• **WHAT THE TASK ASKS**: Every line of the records below that holds the word "think" belongs in the answer.
- - - - -
PR #11579, opened 2026-08-02
Fix false positive reportOverlappingOverload for recursive TypeVar lower bounds

crypt0lith:
## Summary

Fixes a regression introduced by #11415.

This caused a false positive `reportOverlappingOverload` on valid overloads whose return types are generic in a recursive way. The occurs check rejected an assignment when recording the lower bound would create a cyclic constraint. It did not account for the case where `constraints` is undefined: this is used when the caller is only testing assignability, not solving for the TypeVar, so nothing is propagated and the cyclic lower bound is satisfiable. Overload return-consistency checking uses such an assignability test, so rejecting in that scenario reported valid overloads as overlapping with an incompatible return type.

## Root cause

Overload return-consistency checking calls `assignType(returnType, prevReturnType, /* constraints */ undefined, ...)` (`checker.ts`) purely to test whether the earlier overload's return is assignable to the later one. When the two returns are generic such that this test must solve `V :> C[V]` (a TypeVar required to be a supertype of a type that mentions it), the assignment reaches the occurs check in `assignUnconstrainedTypeVar`.

The occurs check treats any such cyclic lower bound as unsatisfiable and returns `false`. This is correct when solving for the TypeVar, since propagating the self-reference expands without terminating. On the assignability test nothing is propagated, and the constraint is satisfiable. Returning `false` there reports a valid assignment as invalid. This surfaces as `overloadReturnTypeMismatch` under the `reportOverlappingOverload` rule.

## Fix

Gate the rejection on `constraints` being defined. When `constraints` is undefined the caller is only testing assignability, so instead of rejecting, widen the lower bound to `Unknown` (a valid solution) to escape the infinite recursion and let the assignability test proceed as normal. The constraint-solving path is unchanged and continues to reject as before, preserving the original hang fix.

## Test

Adds `func37` to `overloadOverlap1`, a narrow-before-wide overload pair whose returns induce the `V :> C[V]` constraint. It reports a false positive without the fix (the sample's expected error count fails) and is clean with it.


crypt0lith:

rchiodo:

rchiodo (approved):
Approved via Review Center.

StellaHuang95 (approved):
Approved via Review Center.

StellaHuang95 (approved):
Approved via Review Center.

StellaHuang95:

rchiodo (approved):
Approved via Review Center.

rchiodo (approved):
Approved via Review Center.

heejaechang (approved):
Approved via Review Center.

heejaechang (approved):
Approved via Review Center.

crypt0lith:
Rebased onto `main` to resolve merge conflict in `packages/pyright-internal/src/tests/samples/overloadOverlap1.py` (renamed `func35` to `func37`)

heejaechang:
### 🔴 Pyright CLI QA — `979506cf` — verdict: red

23 focused check(s) completed.

#### Needs review: `reportOverlappingOverload` no longer reported

The base reports `reportOverlappingOverload` for this example; the PR does not. Is this change intended?

**`main.py`**

```python
from typing import Callable, assert_type, overload, reveal_type

@overload
def factory[T](tag: str, value: T) -> Callable[[T], list[T]]: ...
@overload
def factory[T](tag: object, value: T) -> Callable[[T], T]: ...
def factory[T](tag: object, value: T) -> Callable[[T], T | list[T]]:
    def callback(x: T) -> T | list[T]:
        return [x] if isinstance(tag, str) else x
    return callback

def use(tag: object) -> int:
    callback = factory(tag, 0)
    assert_type(callback, Callable[[int], int])
    reveal_type(callback)
    return callback(1)

assert_type(factory("wrap", 0)(1), list[int])
assert_type(use("wrap"), int)
```

**`pyrightconfig.json`**

```json
{
  "pythonVersion": "3.13",
  "reportOverlappingOverload": "error",
  "reportUnnecessaryTypeIgnoreComment": "error"
}
```

```text
```

**Base `37c03866d7929e4745e802c37e7e9bcabeda080b`**

```json
{
  "exit_code": 1,
  "diagnostics": [
    {
      "file": "main.py",
      "severity": "error",
      "rule": "reportOverlappingOverload",
      "message": "Overload 1 for \"factory\" overlaps overload 2 and returns an incompatible type",
      "range": {
        "start": [
          3,
          4
        ],
        "end": [
          3,
          11
        ]
      }
    },
    {
      "file": "main.py",
      "severity": "information",
      "rule": null,
      "message": "Type of \"callback\" is \"(int) -> int\"",
      "range": {
        "start": [
          14,
          16
        ],
        "end": [
          14,
          24
        ]
      }
    }
  ]
}
```

**PR `979506cfee2748b4be8d9d60848c305c7a8de904`**

```json
{
  "exit_code": 0,
  "diagnostics": [
    {
      "file": "main.py",
      "severity": "information",
      "rule": null,
      "message": "Type of \"callback\" is \"(int) -> int\"",
      "range": {
        "start": [
          14,
          16
        ],
        "end": [
          14,
          24
        ]
      }
    }
  ]
}
```

</details>

crypt0lith:
> The base reports `reportOverlappingOverload` for this example; the PR does not. Is this change intended?

That false positive `reportOverlappingOverload` is precisely what this PR exists to address, so yes the change is intended.

heejaechang:
I understand the false-positive argument when a recursive TypeVar constraint shows up during assignability testing rather than actual type solving.

What I'm struggling with is the tradeoff. For concrete incompatible types, we still report an error. With this change, it seems like recursive TypeVar cases go from "can't satisfy this constraint" to "don't report an error".

In a case like T :> list[T], there doesn't seem to be any obvious finite solution. Wouldn't this change suppress what could be a legitimate reportOverlappingOverload diagnostic?

Put another way, why is it better to assume this is a false positive rather than a real overlap issue? Have you seen many examples where the current behavior reports an error incorrectly, versus catching a genuinely problematic overload?

crypt0lith:
In your repro you used this:

```python
@overload
def factory[T](tag: str, value: T) -> Callable[[T], list[T]]: ...
@overload
def factory[T](tag: object, value: T) -> Callable[[T], T]: ...
def factory[T](tag: object, value: T) -> Callable[[T], T | list[T]]:
    def callback(x: T) -> T | list[T]:
        return [x] if isinstance(tag, str) else x
    return callback
```

This is legitimate Python and correctly typed. On the base, this produced a false-positive diagnostic; on the PR, this does not produce that same diagnostic. Pre-regression, that would also not have produced the same diagnostic.

During overlapping overload validation, we are not looking for a finite solution, we are looking for a finite _least_ solution. When one does not exist, as in the recursive generic case, that lower bound can be safely widened to `Unknown` to allow the assignability test to continue as before. It is not changing assignability test semantics. It is simply not failing at the occurs check, to preserve pre-regression behavior as well as the hang fix which the occurs check was implemented to address.

heejaechang:
This used to pass, but was that intentional behavior, or did the old check miss an unsafe overlap that the hang fix happened to expose?

In the repro, `use("wrap")` is typed as returning `int`, but actually returns `[1]`. Isn't that what this diagnostic is meant to catch?

My question is whether reporting the diagnostic is correct for this example, rather than whether this restores the previous behavior.

crypt0lith:
#11415 added the occurs check to fix a hang in the constraint solver. It wasn't meant to change how overload overlaps are evaluated, but it did: overload pairs that were never reported before now get `reportOverlappingOverload`. This PR undoes that side effect and keeps the hang fix. Rejection still happens whenever constraints are being solved.

I compared the behavior across a range of overload shapes. This PR gives the same results as 1.1.409 (before #11415) on all of them, so it restores the previous behavior without changing anything else. mypy also leaves the example from the QA comment unreported.

Whether Pyright should report overlaps like this one is a fair question, but it's a policy change and should be proposed and reviewed on its own, not inherited as a side effect of a hang fix. That's outside this PR's scope.

heejaechang:
Regardless of how the behavior changed, my question is whether the diagnostic is correct. Restoring the previous behavior doesn't by itself mean we're fixing a false positive.


You said this is a false positive, so can you give us an example where the diagnostic is incorrect? Then we can see whether we can remove it for that class of false positives while keeping it for cases where it correctly catches an unsafe overlap.


I don't think debating the process helps here. Let's focus on the examples and what the product should report.

crypt0lith:
The occurs check from #11415 treats `R :> R | Awaitable[R]` as having "no finite solution" (see its code comment), but `object` satisfies it. In assignability-only checks any solution suffices, so rejecting it produces false positives: e.g. sympy rings.py:907–908, where `PolyElement[Er]` is reported as violating its `RingElement` bound, which the same file uses without error at lines 340/499/543/686, and which 1.1.409 didn't report.

I'd appreciate a maintainer's call explicitly on whether this approach is acceptable or should be narrowed.

heejaechang:
The SymPy example you gave doesn't show `reportOverlappingOverload`, even before this PR. It shows `reportInvalidTypeArguments`. That diagnostic serves a different purpose, although both can be affected by the same code path.

I think we should handle the cases like this:

| Case | Assessment | Desired outcome |
|---|---|---|
| SymPy's two reported bound errors | False positives | Fix those `reportInvalidTypeArguments` errors |
| `factory` and `func37` unsafe overloads | Correct diagnostics | Keep `reportOverlappingOverload` |
| Original recursive-inference hang | Real bug | Keep the hang fix |

We should fix the SymPy false positives without losing the diagnostics that correctly catch unsafe overloads.

crypt0lith:
The intention of this PR is to restore the overload evaluation policy after it was unintentionally affected by #11415. I can't agree that #11415 was some "happy accident" that fixed the way Pyright evaluates overloads. The requested changes would involve reverting the single thing the PR exists to address, plus fundamental changes to overload validation which would invite even more scrutiny. If those are blocking changes, consider closing this PR.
- - - - -
• **PROBLEM SOLUTION**:
I don't think debating the process helps here. Let's focus on the examples and what the product should report.
I think we should handle the cases like this:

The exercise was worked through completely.